Because the failure to proceed with the evaluation is the sole basis for
appellant's substantial evidence challenge to the court's finding that the
department provided adequate services to the minor, appellant lacks standing to
raise that issue as well.
The
cases relied upon by appellant do not compel a different result. In each of the
cases, the minor's right to counsel and the parent's interest in maintaining a
parent-child relationship were involved. (In
re Patricia E.
(1985) 174 Cal.App.3d 1, 6, 219 Cal.Rptr. 783 [appeal of order denying return to
father raising minor's right to independent counsel]; In
re Ann S.
(1982) 137 Cal.App.3d 148, 150, 188 Cal.Rptr. 1 [appeal of denial of minor's
motion for new counsel at a removal hearing]; In
re David C.
(1984) 152 Cal.App.3d 1189, 1206, 200 Cal.Rptr. 115 [appeal of termination of
parental rights raising adequacy of minor's counsel].)
II
The
Indian Child Welfare Act Is Not Cognizable In This Appeal
Appellant
contends that the department was on notice that the minor may be an Indian child
because the minor's mother claimed Cherokee heritage on the face page of her
petitions for modification filed in July and September 2007. FN2
FN2.
The detention report filed in October 2004 indicated the ICWA did not apply.

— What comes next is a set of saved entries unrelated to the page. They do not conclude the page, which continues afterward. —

PR #6231, opened 2023-02-02
EVG-18856 Fix test and add testing config to db

bynn:
[EVG-18856](https://jira.mongodb.org/browse/EVG-18856)

### Description 
the test was failing because we no longer read cached config so I added what we need to the db

### Testing 
tests pass


ablack12 (approved):
nit: please rename PR to fit conventions ("fix test and add" probably)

The
first suggestion of Indian heritage is a vague reference in a psychological
evaluation in May 2005 where the minor is referred to as being of Caucasian and
Native American descent. In documents filed with this court, appellant has also
belatedly claimed Indian heritage.
[6][7][8]
The ICWA protects the interests of Indian children and promotes the stability
and security of Indian tribes by establishing minimum standards for, and
permitting tribal participation in, dependency actions. (25 U.S.C. ?? 1901,
1902, 1903(1), 1911(c), 1912.) The substantive provisions of the ICWA apply to
the minor's placement in adoption and foster care and to other hearings, such as
termination of parental rights, which affect the minor's status. It does not
apply to related issues affecting the minor such as paternity, child support or,
as in this case, a ruling on a petition for modification which affects only the
information available to the department in making its decisions. (See 25 U.S.C.

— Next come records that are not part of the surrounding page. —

PR #6232, opened 2023-02-02
EVG-18537: implement parser project S3 storage

Kimchelly:
Jira: https://jira.mongodb.org/browse/EVG-18537

### Description 
* Implement parser project storage in S3. It's not used anywhere for now, there will be a follow-up to actually use it.
* Add some more docs about the `model.ParserProject` and how it's different from the `model.Project`.

### Testing
* Add integration tests for storing/retrieving parser projects from S3.
* Tested in staging by making a patch that kept its parser project in S3, then verified that generate.tasks worked with the S3 parser project.

### DIFF
--- a/model/project_parser_s3.go
+++ b/model/project_parser_s3.go
@@ -26,16 +26,16 @@ type ParserProjectS3Storage struct {
 // NewParserProjectS3Storage sets up access to parser projects stored in S3.
 // If this returns a non-nil ParserProjectS3Storage, callers are expected to
 // call Close when they are finished with it.
-func NewParserProjectS3Storage(awsConf evergreen.AWSConfig) (*ParserProjectS3Storage, error) {
+func NewParserProjectS3Storage(ppConf evergreen.ParserProjectS3Config) (*ParserProjectS3Storage, error) {
 	c := utility.GetHTTPClient()
 
 	var creds *credentials.Credentials
-	if awsConf.ParserProject.Key != "" && awsConf.ParserProject.Secret != "" {
-		creds = pail.CreateAWSCredentials(awsConf.ParserProject.Key, awsConf.ParserProject.Secret, "")
+	if ppConf.Key != "" && ppConf.Secret != "" {
+		creds = pail.CreateAWSCredentials(ppConf.Key, ppConf.Secret, "")
 	}
 	b, err := pail.NewS3MultiPartBucketWithHTTPClient(c, pail.S3Options{
-		Name:        awsConf.ParserProject.Bucket,
-		Prefix:      awsConf.ParserProject.Prefix,
+		Name:        ppConf.Bucket,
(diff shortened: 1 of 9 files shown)


model/project_parser_s3.go
```diff
@@ -0,0 +1,124 @@
...
+	if err != nil {
+		return nil, errors.Wrapf(err, "reading parser project '%s'", id)
+	}
+
+	var pp ParserProject
+	if err := bson.Unmarshal(b, &pp); err != nil {
+		return nil, errors.Wrapf(err, "unmarshalling parser project '%s' from BSON", id)
+	}
+
+	// TODO: this is in the equivalent DB method, but is it necessary?
```
Kimchelly, line 78: Not sure what this is for, but findOne for the parser project from the DB does this, so I just copied the logic.

model/project_parser_s3.go
```diff
@@ -0,0 +1,124 @@
...
+	}
+
+	return &pp, nil
+}
+
+// FindOneByIDWithFields finds a parser project using its ID from S3 and returns
+// the parser project with only the requested fields populated. This is not any
+// more efficient than FindOneByID. If the context errors, it will return the
+// context error.
+func (s *ParserProjectS3Storage) FindOneByIDWithFields(ctx context.Context, id string, fields ...string) (*ParserProject, error) {
```
bynn, line 90: Are we supposed to be doing something with fields?

model/project_parser_s3.go
```diff
@@ -0,0 +1,124 @@
...
+
+// FindOneByID finds a parser project in S3 using its ID. If the context errors,
+// it will return the context error.
+func (s *ParserProjectS3Storage) FindOneByID(ctx context.Context, id string) (*ParserProject, error) {
+	if s.closed {
+		return nil, errors.New("cannot access parser project S3 storage when it is closed")
+	}
+
+	r, err := s.bucket.Get(ctx, id)
+	if pail.IsKeyNotFoundError(err) {
```
bynn, line 60: Why don't we want to error if we don't find anything?

bynn (changes requested):

model/project_parser_s3.go
Kimchelly: It's intentionally ignored. This method only exists to make it compatible with [the DB equivalent](https://github.com/evergreen-ci/evergreen/blob/23e6c4bb142bc3273995025021c4b285bd084e60/model/project_parser_db.go#L134-L136).

model/project_parser_s3.go
Kimchelly: It's to follow the behavior of [the existing implementation for the DB](https://github.com/evergreen-ci/evergreen/blob/23e6c4bb142bc3273995025021c4b285bd084e60/model/project_parser_db.go#L71-L73).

?? 1912(e) & (f), 1915; Cal. Rules of Court, rules 5.480, 5.484, 5.485; see,
e.g., State
ex rel. Department of Human Services v. Jojola
(1983) 99 N.M. 500, 502 [660 P.2d 590, 592].)
[9]
*1267
The ICWA is not implicated in the orders appealed from and, unlike noncompliance
with orders placing a child in foster care or terminating parental rights,
failure to comply with the ICWA notice provisions has no impact upon the court's
orders. Accordingly, any failure to comply with the ICWA is not cognizable in
this appeal and this court can provide no appellate remedy for error, if
any.
[10]
Respondent has filed two motions asking this court to take additional evidence
and/ or judicial notice of documents filed in the juvenile court subsequent
to the order from which the appeal was taken in order to establish that ICWA
notice has occurred and responses have been received **85
from the tribes. Appellant has opposed the requests. Because we do not reach the
ICWA notice issue and because resolution of the evidentiary question of adequacy
of the notices sent is properly a function of the juvenile court, we shall deny
the motions.
DISPOSITION
Respondent's
motions for judicial notice or taking of additional evidence are denied. The
appeal is dismissed.
We
concur: SCOTLAND, P.J., and BLEASE, J.